⟨

Issue #17, opened 2017-06-03
Function to compute WCS for a given FITS HIPS tile


cdeil:
@tboch - I see you gave an example of a FITS WCS for a given FITS HIPS tile:
https://hips.readthedocs.io/en/latest/drawing_algo.html#wcs-for-fits-tiles

Can you describe how it could be computed for any tile?

Maybe @adl1995 (or you if it's too complex) could add a function (e.g. in `hips/utils.py` or a new module) that returns such an `astropy.wcs.WCS` for given HiPS tile parameters?

I think that would be valuable to have, both for debugging and precise tile drawing (e.g. `reproject` just calls into `wcslib` via `astropy.wcs.WCS`, so probably reprojecting a tile with WCS into any other sky image will just work with one call into `reproject` (and they have the slow flux conserving method also implemented, which is nice).

tboch:
My colleague François-Xavier provided me with a Java executable to compute this WCS.
I know he planned to release his HEALPix-related code under a LGPL licence, I will check if he can already provide me the source code.

cdeil:
Moving to v0.2 milestone, this isn't urgent. Still, @tboch - any news?

tboch:
I have the Java source code available. I'll provide a Python version by end of this week.
Where should I put this?

cdeil:
If you have time, you could add this directly to the `hips` package.
Maybe a property or method on https://hips.readthedocs.io/en/latest/api/hips.HipsTileMeta.html would be a good location?

If you want @adl1995 to add it (and add tests / docstring), then you could just put the code you have in a  https://gist.github.com/ and then @adl1995 will make a PR adding everything.

cdeil:
@tboch - Coming back to this: is it really possible to have a WCS for a HiPS tile?

If yes, I think this would be very nice. E.g. one could just use http://reproject.readthedocs.io/ to get a precise tile painting or tile generation if going the other way. And also for debugging, it's very nice to be able to add a WCS and e.g. open a tile in DS9 or check world and pixel coords from Python.

tboch:
@cdeil : yes, it's possible, I have some working code I still have to properly validate.
Should I create a different branch for this?

cdeil:
Yes, always work in a git branch.

Probably it's a function that makes a WCS or a Header object?
Could go here: https://github.com/hipspy/hips/tree/master/hips/utils

If you have an implementation, validating shouldn't be too hard.
[...]

PR #37, opened 2017-06-26
Add WCS property in HipsTile class

adl1995:
I added a `WCS` property in `HipsTile` class. As drawing is going to be a major part of this library, I think this is a useful addition to the class.

### DIFF
--- a/hips/tiles/tests/test_tile.py
+++ b/hips/tiles/tests/test_tile.py
@@ -1,6 +1,7 @@
 # Licensed under a 3-clause BSD style license - see LICENSE.rst
-from numpy.testing import assert_equal
 from astropy.tests.helper import remote_data
+from numpy.testing import assert_equal
+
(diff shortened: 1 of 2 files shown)


cdeil:
@adl1995 - I don't think this will work. Currently the FITS headers of HiPS tiles in FITS format don't contain a valid WCS that would be useful for drawing. See #17.

adl1995:
But, wouldn't we still require this later on?

cdeil:
@adl1995 - Not necessarily, we can draw the tile without having a WCS for the tile itself.

It would be nice to have though, since if we have a WCS for the tile we can just call reproject as an alternative precise drawing method, as mentioned in #17.

There's nothing you can do here for now, I'd suggest to just close this PR without merging.
Maybe in the future, Thomas will provide code to compute the tile WCS, or maybe we won't go that way.

Issue #36, opened 2017-06-26
How to handle tiles in different formats?


cdeil:
Currently we have a class [HipsTile](https://hips.readthedocs.io/en/latest/api/hips.HipsTile.html) with data members:
* meta - https://hips.readthedocs.io/en/latest/api/hips.HipsTileMeta.html (containing "format" string)
* data - numpy array
* header - http://docs.astropy.org/en/stable/io/fits/api/headers.html#astropy.io.fits.Header

We want to support the three formats used for HiPS: fits, jpeg, png

What we have now isn't nice, because `header` is a FITS header and doesn't apply to the jpeg and png case. But more importantly, as mentioned in #35, our current scheme can't handle JPEG well, because it's a lossy format, so to / from Numpy array can change the pixel data.

One feature we need is to be able to download and store on local disk JPEG tiles, unaltered, i.e. not going though JPEG decompression to Numpy array and compression again to JPEG, resulting in different pixel data. This means we have to store the JPEG file contents (i.e. `raw_image = BytesIO(urllib.request.urlopen(url).read())` as a data member on the JPEG HiPS tile, so that we can write it unaltered to local disk or cache if we want.

There's a few options:
1. add a `.raw_data` member to `HipsTile` and change `.data` into a property (maybe rename to `.array_data`) that's computed from `.raw_data` when needed (i.e. for drawing).
2. Introduce a class hierarchy `HipsTileJpeg`, `HipsTilePng`, `HipsTileFits` with `HipsTile` as an abstract base class. We would still add `.raw_data` at least for `HipsTileJpeg`, it would mostly be a code re-organisation where the `if-else` stuff that you currently do for each `format` in `HipsTile` gets split out into separate classes / methods.
3. An alternative would be to introduce a `HipsTileData` base class and then do the `HipsTileDataJpeg` etc differences only on these data classes, with a single common `HipsTile` class. The question if this or option 2 works better has to do with the question how much the data and metadata/header handling is coupled. I think we discussed this previously and said that for JPEG and PNG tiles, the file header doesn't contain any useful information and is irrelevant.

I think overall this is a difficult question, but one that we can mostly punt on for now and only come back to if / when we start generating HiPS tiles, for now we only need 1:1 copy and reading. So I think my suggestion for now would be to just do the small change outlined as option 1, i.e. to keep `rawdata` around at least for the JPEG case and to use that from `write`.

@adl1995 @tboch - Thoughts?

adl1995:
[...]

PR #38, opened 2017-06-28
Rename data to raw_data

adl1995:
This PR addresses issue #36.

### DIFF
--- a/hips/tiles/tile.py
+++ b/hips/tiles/tile.py
@@ -1,11 +1,13 @@
 # Licensed under a 3-clause BSD style license - see LICENSE.rst
-from pathlib import Path
 import urllib.request
 from io import BytesIO
+from pathlib import Path
+
 import numpy as np
 from PIL import Image
 from astropy.io import fits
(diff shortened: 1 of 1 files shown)


cdeil:
@adl1995 - As-is, this isn't really useful. You're just doing a rename `data` -> `raw_data`, and then adding a property `data` that aliases `raw_data`.

My suggestion in #36 was to **add** a new property called `raw_data` that stores the bytes from tile files, i.e. something like:
```
self.raw_data = BytesIO(urllib.request.urlopen(url).read())
```
and to make a property `@data` that extracts the Numpy array from the bytes.

@adl1995 - If it's still not clear how this should work, please put it on the agenda for the call today and I'll explain.

cdeil:
@adl1995 - I'm closing this old PR.

As I said in my last comment and #36 , it doesn't properly implement what we need, there's already a merge conflict and there will be more merge conflicts after #46 .

My suggestion is to start a new branch / PR next week after #46 is in.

⟩

■ Exercise directions: Copy task for the entries above: every line with the string "shortened".

■ Answer to this exercise:
(diff shortened: 1 of 2 files shown)
(diff shortened: 1 of 1 files shown)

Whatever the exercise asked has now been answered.